Для Косинны золотые сосуды из Эберсвальде были дополнительным материалом к его идее о превосходстве древней германской культуры. "Кто прочтет эту книжечку, пожалуй, будет заново изумляться и спрашивать себя, как же это объяснить, что именно германцы снова создали нечто самое прекрасное во всей Европе?" (Ibid. 2).
Но Карл Шухардт, прочтя "эту книжечку", не стал "изумляться и спрашивать себя". Не заметил на сей раз и юмористической стороны в ней. Он ответил гневной рецензией в своем журнале.
"Господин Косинна, – писал он, – очень быстро издал публикацию эберсвальдского золотого комплекса. Он даже чувствует потребность обосновать эту спешку". Далее, приведя ссылку Косинны на кивок древнегерманского бога неба и солнца, Шухардт продолжает: "Так он и решился... А вот о разрешении на публикацию от владельца нет ни слова". И вывод:
"Книга Косинны – поверхностная и несимпатичная халтура (Machwerk), ибо всякий заметит, что поверхностность проистекает от спешки, с которой он старался опередить другого – того, кому была уже поручена официальная публикация. "Мое или твое" – был вопрос, и этот вопрос Косинна решал не по тягостным правилам человеческого общества, а по свободному закону своего германского солнечного бога, который там вверху светит над правыми и виноватыми" (Schuchhardt 1913).
Впервые Шухардт употребил столь резкие выражения. Вскоре, в 1914 г., вышла его публикация клада.
Всё было кончено между ними. Пропасть легла не только между Косинной и Шухардтом – она разделила надвое всю первобытную археологию Германии.
С одной стороны Шухардт, Римско-Германская Комиссия Немецкого Археологического Института, Берлинское Археологическое Общество. С другой стороны – Косинна, Берлинский университет, Немецкое общество доистории. Органом первых являлся "Преисторический журнал" ("Прехисторише Цейтшрифт"), а позже (с 1917 г.) к нему был добавлен еще один журнал – "Германия". У вторых были "Маннус" (в основном с авторами-дилетантами) и "Библиотека Маннуса", а с 1929 г. – еще и "Вестник доистории" (Nachrichtenblatt für Vorgeschichte").
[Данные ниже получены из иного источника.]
PR #3554, opened 2023-07-05
Autofill the tactical report's action section with opened tasks

metroid-samus:
This PR automatically adds the list of Open tasks to the "Actions" section in the tactical report, both through the web UI and on the Slack form.


src/dispatch/static/dispatch/src/incident/store.js
```diff
@@ -205,6 +205,13 @@ const actions = {
   showReportDialog({ commit }, incident) {
     commit("SET_DIALOG_REPORT", true)
     commit("SET_SELECTED", incident)
+
+    state.report.tactical.actions = incident.tasks.reduce((result, task) => {
+      if (task.status == "Resolved") {
+        return result
+      }
+      return (result ? result + "\n" : result) + "- " + task.description
```
whitdog47, line 213:
```suggestion
      return (result ? result + "\n" : "") + "- " + task.description
```

src/dispatch/static/dispatch/src/incident/store.js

Ученики и приверженцы Шухардта – Макс Эберт, В. Унферцагт, Ф. Бен, Губерт Шмидт, К. Шумахер, Г. Швантес, Г. Берсу, Ф. Кёпп и др. Объединенные прежде всего в Римско-Германской Комиссии, они осели главным образом в музеях южной и западной частей Германии, – по Рейну и Дунаю, где у Комиссии было больше всего работы, и на Северо-Западе – в исконном очаге Шухардта. В общем, в промышленной части Германии. Их дело – раскопки, составление сводов и археологических карт, музейная работа и публикационная деятельность. Они, прежде всего, накопители и препараторы материала. В первобытной археологии венцом их усилий явился коллективный труд – гигантская многотомная энциклопедия первобытной археологии ("Reallexikon") под редакцией Макса Эберта, незаменимый справочник, до сих пор не сходящий со стола любого археолога-первобытника.
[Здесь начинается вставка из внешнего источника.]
PR #5564, opened 2024-12-03
Add tags and tickets fields to get cases request

metroid-samus:


kevgliss:
hmm, I don't think we want to do it this way. When include is supported:

https://github.com/Netflix/dispatch/blob/7bc0a674373da62fbd7514095ceb277b796c5632/src/dispatch/case/views.py#L125

We create a special result set using:

https://github.com/Netflix/dispatch/blob/7bc0a674373da62fbd7514095ceb277b796c5632/src/dispatch/common/utils/views.py#L4

We should figure out a way to support nested objects via that function such that additionally nested fields can be gathered as well.

This would also solve the problem across the incident, case and task apis.

Lmk if you want to pair on that approach, it's been a long time since I looked at that code and it's sort of magical.

whitdog47 (approved):

kevgliss (approved):

PR #5583, opened 2024-12-06
fix(ui): filter incident type by selected project

whitdog47:
Fixes a bug that doesn't properly filter the incident type for the selected project.


jneelamekam (approved):
Thank you for fixing this, lgtm.

PR #5616, opened 2024-12-13
feat(ui): allow project to have a display name separate from its key

whitdog47:
This PR allows admins to select a display name for projects and renames the current `name` field in the UI as the "key". In the database migration, the `display_name` for all projects is set to the existing `name` field value. Fixes DISDEV-242.

image

We also fix an error in the Slack command `\dispatch-update-incident` modal that threw an error when the user tried to change the project by making the project field read-only.

image


src/dispatch/project/models.py
```diff
@@ -40,6 +40,8 @@ class Project(Base):
         cascade="all, delete-orphan",
     )
 
+    display_name = Column(String, nullable=True)
```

Ученики Косинны – Эрих Блюме, Ганс Гане, Мартин Ян, Вальтер Шульц и др. – штамповались семинаром Косинны в Берлинском университете (они иногда называли себя Берлинской школой). Преимущественно они осваивали музеи и университеты восточной половины Германии – на землях Прусского королевства, т. е. в старом очаге прусского юнкерства и офицерства, и вообще по соседству со славянами – в Саксонии, Силезии, губернаторстве Польском. Их забота – переосмысление всей первобытной археологии в духе идей их учителя, яростная полемика с инакомыслящими, теоретические заключения и популяризация археологии с определенным политико-воспитательным запалом. Они активизировали теоретические исследования в археологии, выделили и разработали (хотя и односторонне) некоторые интересные в этом плане категории материалов и технические приемы работы. Но самые капитальные результаты деятельности их наиболее сплоченного круга выходили за пределы археологии и не составляли их исключительного и безраздельного достояния – здесь было налицо соавторство с другими, более могучими силами. Эти результаты – две мировые войны и Третий Рейх.
5. Война и могилы. Первую мировую войну Косинна встретил с ликованием – как исполнение вскрываемого им "предназначения" немецкого народа. Предисловие ко второму изданию своей "чрезвычайно национальной" он многозначительно датирует: "Берлин, 1 августа 1914 г., в день указа о всеобщей мобилизации".
Когда в 1915 г. в ходе военных действий в Мазурских лесах был обнаружен Лётценский урновый могильник, фельдмаршал Пауль Гинденбург, видимо сразу же оценивший политическое звучание вопроса о том, чьи могилы находятся на этой земле, велел военному геологу фон Вихдорфу приступить к раскопкам и тотчас вызвал Косинну. Тот приехал в ставку и сходу сделал доклад о похороненных там древних германцах (рис. 6). Раскопки (уже без Косинны) шли полгода с лишком, и каждые неделю или две их навещал Гинденбург; "он тогда даже проштудировал мою книгу", – умиляется Косинна. "При виде высоко развитой древнегерманской культуры, – отчеканил свой вывод фельдмаршал, – мы должны заново уяснить себе, что только в том случае останемся немцами, если научимся держать наш меч всегда острым, а нашу молодежь – всегда готовой к оружию" (Kossinna 1934: 225).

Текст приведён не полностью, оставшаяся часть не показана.